This is a code I've trimmed down from
Data::CSel to demonstrate the problem I'm having:
package CSelTest;
use 5.020000;
use strict;
use warnings;
our $RE =
qr{
(?&ATTR_SELECTOR) (?{ $_ = $^R->[1] })
(?(DEFINE)
(?<ATTR_SELECTOR>
\[\s*
(?{ [$^R, []] })
(?&ATTR_SUBJECTS)
(?{
$^R->[0][1][0] = $^R->[1];
$^R->[0];
})
(?:
(
\s*=\s*|
#\s*!=\s*| # and so on
\s+eq\s+
#\s+ne\s+ # and so on
)
(?{
my $op = $^N;
$op =~ s/^\s+//; $op =~ s/\s+$//;
$^R->[1][1] = $op;
$^R;
})
(?:
(?&LITERAL_NUMBER)
(?{
$^R->[0][1][2] = $^R->[1];
$^R->[0];
})
)
)?
\s*\]
)
(?<ATTR_NAME>
[A-Za-z_][A-Za-z0-9_]*
)
(?<ATTR_SUBJECT>
(?{ [$^R, []] })
((?&ATTR_NAME))
(?{
push @{ $^R->[1] }, $^N;
$^R;
})
(?:
# attribute arguments
\s*\(\s*
(?{
$^R->[1][1] = [];
$^R;
})
(?:
(?&LITERAL_NUMBER)
(?{
push @{ $^R->[0][1][1] }, $^R->[1];
$^R->[0];
})
(?:
\s*,\s*
(?&LITERAL_NUMBER)
(?{
push @{ $^R->[0][1][1] }, $^R->[1];
$^R->[0];
})
)*
)?
\s*\)\s*
)?
)
(?<ATTR_SUBJECTS>
(?{ [$^R, []] })
(?&ATTR_SUBJECT)
(?{
push @{ $^R->[0][1] }, {
name => $^R->[1][0],
(args => $^R->[1][1]) x !!defined($^R->[1][1
+]),
};
$^R->[0];
})
)
(?<LITERAL_NUMBER>
(
-?
(?: 0 | [1-9]\d* )
(?: \. \d+ )?
(?: [eE] [-+]? \d+ )?
)
(?{ [$^R, 0+$^N] })
)
) # DEFINE
}x;
sub parse_csel {
state $re = qr{\A\s*$RE\s*\z};
local $_ = shift;
local $^R;
eval { $_ =~ $re } and return $_;
die $@ if $@;
return undef;
}
1;
This code tries to parse expression like [attr] or [attr=1] or [attr eq 1] which is similar to the CSS attribute selector.

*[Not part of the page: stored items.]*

PR #380, opened 2020-11-09
HVG-331, HVG-340: Text key changes

hedvigoscar:

### DIFF
--- a/app/build.gradle
+++ b/app/build.gradle
@@ -211,7 +211,7 @@ dependencies {
     implementation "dev.chrisbanes:insetter-ktx:0.2.1"
 
     // markwon
-    implementation "io.noties.markwon:core:4.2.1"
+    implementation "io.noties.markwon:core:4.6.0"
 
     // adyen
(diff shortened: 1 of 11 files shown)


app/build.gradle
```diff
@@ -252,5 +252,7 @@ lokaliseProperties.load(new FileInputStream(rootProject.file("lokalise.propertie
 lokalise {
     id lokaliseProperties['id']
     token lokaliseProperties['token']
+
+    downloadConfig {}
 }
```
MathiasOhrstrom, line 257: Can you explain what this part do?

MathiasOhrstrom (approved):
✅

app/build.gradle
hedvigoscar: Yes! It creates a `DownloadConfig`-object for configuration purposes, but does not change any of the default values.

In Kotlin-terms it would be like doing the following:

```kotlin
data class DownloadConfig(
    val exampleConfigProp: Boolean = true
)

val downloadConfig = DownloadConfig()
```

PR #384, opened 2020-11-11
Chore: Update dependencies

hedvigoscar:

### DIFF
--- a/app/src/engineering/java/com/hedvig/app/mocks/MockKeyGearValuationViewModel.kt
+++ b/app/src/engineering/java/com/hedvig/app/mocks/MockKeyGearValuationViewModel.kt
@@ -1,6 +1,7 @@
 package com.hedvig.app.mocks
 
 import android.os.Handler
+import android.os.Looper.getMainLooper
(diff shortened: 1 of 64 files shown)


app/src/engineering/java/com/hedvig/app/mocks/MockKeyGearValuationViewModel.kt
```diff
@@ -40,7 +41,7 @@ class MockKeyGearValuationViewModel : KeyGearValuationViewModel() {
                 )
             )
         )
-        Handler().postDelayed({
+        Handler(getMainLooper()).postDelayed({
             // uploadResult.postValue()
         }, 500L)
```
MathiasOhrstrom, line 46: 👀

MathiasOhrstrom (approved):
Approved after checking out the weird comment. Also why do we have so many `.postDelayed` in out mock viewModels?

hedvigoscar:
It's to simulate some network latency. If you never test with network latency, you never actually see what users will see 🙂

PR #416, opened 2020-12-10
HVG-486 validation

MathiasOhrstrom:
Item from design: []

### Checklist


testdata/src/main/java/com/hedvig/app/testdata/feature/embark/builders/TextActionBuilder.kt
```diff
@@ -5,20 +5,31 @@ import com.hedvig.android.owldroid.graphql.EmbarkStoryQuery
...
-                ),
-                placeholder = placeholder
+                )
             )
         ),
         asEmbarkTextActionSet = null,
     )
+
+    companion object {
+        const val PERSONAL_NUMBER = "PersonalNumber"
```
hedvigoscar, line 28: Are we being delivered these masks as `String`s? 😞 

We might want to update the API in that case, these are really `enum`s in disguise 😬

hedvigoscar (changes requested):
Looks pretty good! A few things to address, however. 😉

testdata/src/main/java/com/hedvig/app/testdata/feature/embark/builders/TextActionBuilder.kt
MathiasOhrstrom: I asked Palmen if we should have these as enums instead but i think there was a reason they are strings but i dont remember why

hedvigoscar: Let's get some first-hand information! @palmenhq

palmenhq: We don't really have enum functionality in XML (which backs embark) so i don't think it makes sense to mask them as enums. If we do we would be to explode the server if a content editor adds something different than a valid enum value and i think it's just better (also for forward/backward compatibility reasons) to let them be strings and ignore any "invalid" value.

hedvigoscar: Well, the set of valid values on this string is in effect an enum, right? GraphQL-code gen generally takes into account that the valid enum values might change in the future and hence generates an '__UNKNOWN'-case for the enum.

To me, this seems like an example of a Stringly typed API, which I'm not in favour of 😕

palmenhq: Right. Although i don't fully agree i can't really say i have a strong opinion either :) feel free to open a pr in HedvigInsurance/embark or add it to the web backlog if you feel strongly for enums. I don't think we can put this as high prio from a web perspective with project bolt ongoing unfortunately :/

hedvigoscar (approved):

PR #427, opened 2021-01-08
HVG-742 removed system default

MathiasOhrstrom:


app/src/main/res/values/arrays.xml
```diff
@@ -11,32 +11,26 @@
         <item>system_default</item>
     </string-array>
     <string-array name="language_settings">
-        <item>@string/SETTINGS_LANGUAGE_SYSTEM_DEFAULT</item>
```
hedvigoscar, line 14: What happens if a user has `System default` as their setting and enter the settings screen? 🤔

app/src/main/java/com/hedvig/app/feature/settings/Language.kt
```diff
@@ -118,13 +114,19 @@ enum class Language {
...
-                    ?: SETTING_SYSTEM_DEFAULT
-            )
+            val sharedPref = PreferenceManager.getDefaultSharedPreferences(context)
+            val market = context.getMarket()
+            if (market != null) {
+                val selectedLanguage = sharedPref
+                    .getString("language", getAvailableLanguages(market).first().toString())
+                    ?: getAvailableLanguages(market).first().toString()
+                return if (selectedLanguage == SETTING_SYSTEM_DEFAULT) {
+                    from(getAvailableLanguages(market).first().toString())
```
hedvigoscar, line 124: Nice!

hedvigoscar (commented):
Reasonable implementation, I have one concern that I'd like us to investigate before merging, however.

app/src/main/res/values/arrays.xml
MathiasOhrstrom: Good catch! It says `Inget angett` and nothing is selected in the dialog

hedvigoscar: Perhaps we could, in `HedvigApplication::onCreate`, migrate these members to the 'default setting' that you added in `Language.kt`? 😉

app/src/main/java/com/hedvig/app/feature/settings/SettingsActivity.kt
```diff
@@ -37,9 +38,21 @@ import org.koin.android.viewmodel.ext.android.viewModel
 
 class SettingsActivity : BaseActivity(R.layout.activity_settings) {
     private val binding by viewBinding(ActivitySettingsBinding::bind)
+    private val marketProvider: MarketProvider by inject()
 
+    @SuppressLint("ApplySharedPref")
     override fun onCreate(savedInstanceState: Bundle?) {
         super.onCreate(savedInstanceState)
+
+        val previousLanguage = PreferenceManager.getDefaultSharedPreferences(this).getString(SETTING_LANGUAGE, null)
```
hedvigoscar, line 47: Couldn't we do this in `HedvigApplication::onCreate`? 🤔 That way, everyone will get migrated from the legacy setting to a supported setting, right? 🤔

MathiasOhrstrom: That is much better, ill fix it

PR #434, opened 2021-01-14
HVG-395 Generic error screen

MathiasOhrstrom:
### Checklist


app/build.gradle.kts
```diff
@@ -276,7 +276,7 @@ dependencies {
     androidTestImplementation("androidx.test.espresso:espresso-core:3.3.0")
     androidTestImplementation("androidx.test:runner:1.3.0")
     androidTestImplementation("androidx.test:rules:1.3.0")
-    androidTestImplementation("androidx.test.ext:junit:1.1.2")
+    androidTestImplementation("androidx.test.ext:junit-ktx:1.1.2")
```
hedvigoscar, line 279: 🤔

hedvigoscar (commented):
Need to check the import thing out, otherwise this is fine I think

app/src/main/java/com/hedvig/app/feature/keygear/ui/tab/KeyGearViewModel.kt
```diff
@@ -14,16 +14,40 @@ import kotlinx.coroutines.flow.onEach
...
+
+    init {
+        load()
+    }
+
+    override fun load() {
+        viewModelScope.launch {
+            repository
+                .keyGearItems()
+                .onEach { response ->
```
hugokallstrom, line 37: It would be cool to throw an error in the repository if response.errors != null, instead of handling errors in two places here

PR #446, opened 2021-01-21
Attempt to repair tests failing in CI

hedvigoscar:


hedvigoscar:
Looks like we can get test stability back, but we're sacrificing two misbehaving tests in the process.

I leave it up to you if you want us to investigate the issues further, I'm pretty ok with letting these tests go, though.

hugokallstrom:
> Looks like we can get test stability back, but we're sacrificing two misbehaving tests in the process.
> 
> I leave it up to you if you want us to investigate the issues further, I'm pretty ok with letting these tests go, though.

Lets sacrifice them!

hugokallstrom (approved):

% perl -I. -Ilib -MCSelTest -MData::Dump -E'dd( CSelTest::parse_csel(q
+{ [attr] }) )'
[[{ name => "attr" }]]
% perl -I. -Ilib -MCSelTest -MData::Dump -E'dd( CSelTest::parse_csel(q
+{ [attr=1] }) )'
[[{ name => "attr" }], "=", 1]
% perl -I. -Ilib -MCSelTest -MData::Dump -E'dd( CSelTest::parse_csel(q
+{ [attr eq 1] }) )'
[[{ name => "attr" }], "eq", 1]
No problem so far. Now, this code also recognizes the form [meth()] or [meth(1,2,3)] or [meth(1,2,3) = 1], which is recognizing an argument list after the attribute/method name. And this is where the problem happens:
% perl -I. -Ilib -MCSelTest -MData::Dump -E'dd( CSelTest::parse_csel(q
+{ [attr()] }) )'
[[{ args => [], name => "attr" }]]
% perl -I. -Ilib -MCSelTest -MData::Dump -E'dd( CSelTest::parse_csel(q
+{ [attr()=1] }) )'
[[{ args => [], name => "attr" }], "=", 1]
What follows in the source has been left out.